Therefore, the antenna for a wireless device applicable to the present invention can be applied to the wireless device of the present invention as long as the electrode surrounds at least a part of the wireless circuit board 2.
[Embodiment 2]
The following will describe another embodiment of the present invention with reference to FIG. Configurations other than those described in the present embodiment are the same as those in the first embodiment. For convenience of explanation, members having the same functions as those shown in the drawings of the first embodiment are given the same reference numerals, and explanation thereof is omitted.

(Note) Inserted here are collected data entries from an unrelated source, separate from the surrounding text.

PR #224, opened 2022-08-27
filter out projects without a build file 

aSemy:
A very quick fix for #222


src/functionalTest/kotlin/kotlinx/kover/test/functional/cases/MultiProjectTests.kt
```diff
@@ -190,4 +192,120 @@ internal class MultiProjectTests : BaseGradleScriptTest() {
             }
         }
     }
+
+    @Test
+    fun testNestedProjectInsideEmptyProject() {
```
shanshin, line 197: At the moment, it is good, but in the future it is necessary to create folder with examples of such special case tests.
It is worth separating the various tests, and the tests of special cases when there is no need to run the test in different languages and engines.

shanshin (approved):
Thanks!

PR #230, opened 2022-09-01
Contribution guide

shanshin:


CONTRIBUTING.md
```diff
@@ -0,0 +1,77 @@
...
+  * If there is an alternative way to do what you need, then show the code of the alternative.
+
+## Submitting PRs
+
+We love PRs. Submit PRs [here](https://github.com/Kotlin/kotlinx-kover/pulls).
+However, please keep in mind that maintainers will have to support the resulting code of the project,
+so do familiarize yourself with the following guidelines. 
+
+* All development (both new features and bug fixes) is performed in the `main` branch.
+  * The `release` branch always contains sources of the most recently released version.
```
qwwdfsad, line 33: We don't have such a branch, do we?

qwwdfsad (approved):
Otherwise good

CONTRIBUTING.md
shanshin: It doesn't exist at the moment, but in this guide I suggested that such a branch could just so that there would be a way to open the code of the most recent release in addition to searching tags.

qwwdfsad: Good

PR #240, opened 2022-09-20
Implemented filtering of reports by annotation

shanshin:
* added annotation filtering API
* added functional tests
* XML and HTML report generation moved to Kover Aggregator
* default and minimal IntelliJ (Kover) Engine upgraded to `1.0.682`

### DIFF
--- a/README.md
+++ b/README.md
@@ -243,7 +243,7 @@ kover {
             excludes += listOf("com.example.subpackage.*") // class exclusion rules
         }
         annotations { // common annotation filter for all default Kover tasks in this project
-            excludes += listOf("com.example.Annotation", "*Generated") // exclude classes and functions marked by specified annotations
+            excludes += listOf("com.example.Annotation", "*Generated") // exclude declarations marked by specified annotations
         }
     }
 
@@ -259,7 +259,7 @@ kover {
                 includes += "com.example2.*" // override class inclusion rules
                 excludes += listOf("com.example2.subpackage.*") // override class exclusion rules
             }
-            annotations { // override common annotation filter for XML report
+            annotations { // override common annotation filter for XML report (filtering will take place only by the annotations specified here)
                 excludes += listOf("com.example2.Annotation")
             }
         }
@@ -273,7 +273,7 @@ kover {
                 includes += "com.example2.*" // class inclusion rules
                 excludes += listOf("com.example2.subpackage.*") // override class exclusion rules
             }
-            annotations { // override common annotation filter for HTML report
+            annotations { // override common annotation filter for HTML report (filtering will take place only by the annotations specified here)
                 excludes += listOf("com.example2.Annotation")
             }
         }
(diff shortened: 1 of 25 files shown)


README.md
```diff
@@ -238,10 +238,13 @@ kover {
     isDisabled.set(false) // true to disable instrumentation and all Kover tasks in this project
     engine.set(DefaultIntellijEngine) // to change engine, use kotlinx.kover.api.IntellijEngine("xxx") or kotlinx.kover.api.JacocoEngine("xxx")
     filters { // common filters for all default Kover tasks
-        classes { // common class filter for all default Kover tasks 
+        classes { // common class filter for all default Kover tasks in this project
             includes += "com.example.*" // class inclusion rules
             excludes += listOf("com.example.subpackage.*") // class exclusion rules
         }
+        annotations { // common annotation filter for all default Kover tasks in this project
+            excludes += listOf("com.example.Annotation", "*Generated") // exclude classes and functions marked by specified annotations
```
qwwdfsad, line 246: Here and everywhere: "classes and functions" -> "declarations"

qwwdfsad, line 246: I also wonder if we have to treat `Generated` as excluded by default, with the only option to override it via `includes`? WDYT? How JaCoCo works here?

src/main/kotlin/kotlinx/kover/api/KoverConfig.kt
```diff
@@ -296,6 +312,15 @@ public open class KoverMergedFilters @Inject constructor(private val objects: Ob
         classes.set(classFilter)
     }
 
+    /**
+     * Configures annotation filter.
```
qwwdfsad, line 316: Please use consistent approach to the documentation and thoroughly document each public declaration: what are these filters and what for. Like you've done for `annotations` block above

qwwdfsad (commented):
Public API shape works for me modulo comments.

The left of the review, including the implementation I leave to @sandwwraith

src/main/kotlin/kotlinx/kover/api/KoverConfig.kt
sandwwraith, line 316: You can copy rich KDoc from `annotation` function higher in the file

src/main/kotlin/kotlinx/kover/api/KoverConfig.kt
```diff
@@ -328,10 +354,20 @@ public open class KoverMergedXmlConfig @Inject constructor(private val objects:
         config.execute(newClassFilter)
         classFilter.set(newClassFilter)
     }
+
+    /**
+     * Override annotation filter for the merged XML report generation task.
```
sandwwraith, line 359: I think documentation for 'override' action needs to be more specific here and in the example buildfile. It's not clear what 'override' does — does it remove previous filters? Or just adds new ones and select them in case of conflict?

README.md
shanshin: JaCoCo always filters only by the `"*Generated*"` annotation.
I propose at the first stage to let the user specify all annotations with which declarations are marked that they would like to exclude.

If there will be a high request from users that the `"*Generated*"` annotation should be used by default, then we can add a flag to add the `"*Generated*"` to the list (and by default it will be true).

sandwwraith (approved):

PR #253, opened 2022-10-11
Renamed Coverage Engine to Coverage Tool and IntelliJ Engine to Kover Tool

shanshin:


CONTRIBUTING.md
```diff
@@ -11,8 +11,8 @@ Submit issues [here](https://github.com/Kotlin/kotlinx-kover/issues).
 * Search for existing issues to avoid reporting duplicates.
 * When submitting a bug report:
   * Test it against the most recently released version. It might have been already fixed.
-  * By default, we assume that your problem reproduces in Kotlin/JVM project with using the IntelliJ Coverage Engine. Please, mention if the problem is
-    specific to Kotlin Multi-Platform/Android or JaCoCo. 
+  * By default, we assume that your problem reproduces in Kotlin/JVM project with using the Kover Coverage Tool. Please, mention if the problem is
```
qwwdfsad, line 14:
```suggestion
  * By default, we assume that your problem reproduces in Kotlin/JVM project with the Kover Coverage Tool. Please, mention if the problem is
```

CONTRIBUTING.md
```diff
@@ -11,8 +11,8 @@ Submit issues [here](https://github.com/Kotlin/kotlinx-kover/issues).
...
+    specific to Kotlin Multi-Platform/Android or JaCoCo Tool.
```
qwwdfsad, line 15:
```suggestion
    specific to Kotlin Multiplatform/Android or JaCoCo Tool. 
```

README.md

  The wireless device of the first embodiment has a configuration in which connection means is provided between the wireless device antenna 1 and the wireless circuit board 2. On the other hand, the wireless device 20 of the present embodiment has a configuration in which no connection means is provided between the wireless device antenna 21 and the wireless circuit board 2 and the wireless circuit board 2 includes a resonance antenna. is there. Hereinafter, the configuration of the wireless device 20 of the present embodiment will be described with reference to FIG. FIG. 6 is a cross-sectional view illustrating a schematic configuration of the wireless device 20 according to the present embodiment.

  As shown in FIG. 6, the wireless device 20 includes a wireless device antenna 21, a resonance antenna 22, and a high dielectric loss tangent layer 23.

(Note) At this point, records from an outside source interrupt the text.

Issue #111, opened 2021-12-29
Kover and Gradle tests with Gradle Test Kit


JavierSegoviaCordoba:
I have a multiproject project where there are a lot of Gradle Plugins with tests that are using `gradleTestKit()`. If I add Kover to the project, Gradle tests that use Gradle Test Kit start to fail.

Repro: https://github.com/JavierSegoviaCordoba/gradle-plugins/tree/kover-repro

Comment/uncomment Kover in the root repo plugins block to reproduce the issue.

Looks like Kover is blocking my plugins can be added to the test classpath by Gradle Test Kit.

JavierSegoviaCordoba:
Tried with 0.5.0-RC2 but no luck, it still fails.

shanshin:
Hi,
when applying the plugin, an identical path is used. 
The use of the plugin itself does not affect the functional tests in any way, you can make sure of this if you uncomment the `javiersc-code-coverage` in the root project, and add 
```
tasks.test {
    extensions.configure(kotlinx.kover.api.KoverTaskExtension::class) {
        isDisabled = true
    }
}
```
 to some project - then functional tests will work in this project.

For some reason, using an javaagent to instrumentation functional tests causes an error. You can check this by applying the `jacoco` plugin to any project - functional tests will fall.

Further study is needed to understand why any code instrumentation breaks functional tests.

JavierSegoviaCordoba:
This should work on 0.7.0, right?

PR #262, opened 2022-10-25
Redesigned the launch of functional tests for the use of system processes

shanshin:
Using the Gradle test toolkit runs functional tests with the wrong environment that should be in a real project: dependencies that have not been declared are added (the `kotlinx.kover.test.functional.cases.AdaptersTests` was always executed successfully, because it is always K/MP plugin in classpath); using the plugin causes an [error](https://github.com/Kotlin/kotlinx-kover/issues/111); Android projects are not supported.

As a solution to these problems, the use of `GradleRunner` has been replaced by running Gradle system processes (using system shell, like `sh` or `cmd`).


qwwdfsad:
Please rebase on `develop` and fix build issue that makes build failing

docs/development/functionalTests.md
```diff
@@ -0,0 +1,25 @@
+# Functional Tests
+Functional tests run Gradle in a separate system process, and then check the result of the work.
+
+By default, to run functional tests, Gradle is used, which builds a plugin.
```
qwwdfsad, line 4:
```suggestion
By default, to run functional tests, Gradle is used, which builds the plugin as its dependency.
```

examples/android_kts/build.gradle.kts
```diff
@@ -6,12 +6,12 @@ buildscript {
     dependencies {
         classpath("com.android.tools.build:gradle:${Versions.ANDROID_GRADLE_PLUGIN}")
         classpath("org.jetbrains.kotlin:kotlin-gradle-plugin:${Versions.KOTLIN}")
-        classpath("org.jetbrains.kotlinx:kover:${Versions.KOVER}")
+        classpath("org.jetbrains.kotlinx:kover:0.6.1")
```
qwwdfsad, line 9: The key here is not to forget update this version once in a while, not sure how we are going to ensure it

qwwdfsad (commented):
LGTM in general.

Prior to merging, please update the PR description (and later copy it to the squashed commit message) that explains **why** this change is done and what problem it solves.

Otherwise nobody will able to recall why exactly we changed the say tests are ran and what for

qwwdfsad (approved):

  The radio device antenna 21 has a substantially conical surface having a flat surface near the apex, and transmits and receives radio waves on the E surface opposite to the radio circuit board 2 side. And the area | region enclosed by F surface which is a surface on the opposite side to the transmission / reception surface (E surface) of the antenna 21 for radio | wireless apparatuses is a dead zone area | region. Further, the end of the radio circuit board 2 on the radio device antenna 21 side has a shape corresponding to the shape of the case 3 covering the F surface of the radio device antenna 21. Further, unlike the wireless device antenna 1 in the first embodiment, the wireless device antenna 21 is not provided with a connecting means between the wireless device antenna and the wireless circuit board 2. That is, the radio device antenna 21 is a parasitic element.

  In the wireless device 20, the predetermined point I ′ on the wireless circuit board 2 is a starting point, and the direction from the predetermined point I ′ to the predetermined point II ′ on the wireless device antenna 21 is opposite to the direction. The extended straight line II′-I ′ passes through a predetermined point III ′ on the radio device antenna.

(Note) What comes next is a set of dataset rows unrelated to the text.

PR #266, opened 2022-10-27
Revise documentation

IgnatBeresnev:
As promised, I went over documentation and here are my proposals. Sorry, got carried away a little bit.

DISCLAIMER: I'm neither a technical writer nor a native English speaker, but I do have some experience with English and reading good and bad documentation :) So take everything with a grain of salt, feel free to revert any changes you don't agree with and ask questions.

More importantly, I'm not a Kover expect by far, so please proofread everything :) I might've misunderstood some things.

Changes made throughout the whole file:

* Quickstart now truly offers a quick start - it was strange to see the tasks all the way in the back. As a developer, I just want to copy-paste the plugin and see which task I need to run. Done. If there's any problems, I'll come back and read the docs.
* Made all lines be <= 120 chars. It's better for review (no side scrolling) and for reading and editing the file in the general.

  That is, the radio circuit board 2 is provided so that the end thereof is disposed in a region surrounded by the F-plane of the radio device antenna 21. Thus, in the wireless device 20, the area surrounded by the F-plane of the wireless device antenna 21 can be effectively used, and the size of the wireless device can be reduced.

  In the wireless device 20, the resonance antenna 22 and the high dielectric loss tangent layer 23 are provided on the wireless circuit board 2. The resonance antenna 22 includes a power feeding unit, and propagates radio waves to the radio device antenna by resonance. The radio wave radiated from the resonance antenna 22 propagates in resonance with the radio device antenna 21. For this reason, the radio device antenna 21 functions as an antenna even in a non-powered state.

  By configuring the wireless device 20 in such a configuration, it is not necessary to provide a connection portion that electrically connects the wireless device antenna 21 and the wireless circuit board 2, facilitating manufacture of the wireless device, and wireless communication. It becomes possible to reduce the size of the device.

  In addition, a high dielectric loss tangent layer 23 is provided on the radio circuit board 2 side of the resonance antenna 22. The high dielectric loss tangent layer 23 is made of a material having a high dielectric loss tangent (tan δ), like the high dielectric loss tangent layer 7 in the first embodiment.

  Thereby, it is possible to reduce the influence on the radio circuit board 2 due to the radio wave radiation of the resonance antenna 22 or the influence of noise generated from the radio circuit board 2 on the resonance antenna 22.

When the wireless device antenna is a helical antenna, the influence of noise generated from the signal processing circuit can be suppressed by providing a high dielectric loss tangent material between the helical antenna and the signal processing circuit.
[Embodiment 3]
The following will describe still another embodiment of the present invention with reference to FIGS. Configurations other than those described in the present embodiment are the same as those in the first and second embodiments. For convenience of explanation, members having the same functions as those shown in the drawings of Embodiments 1 and 2 are given the same reference numerals, and explanation thereof is omitted.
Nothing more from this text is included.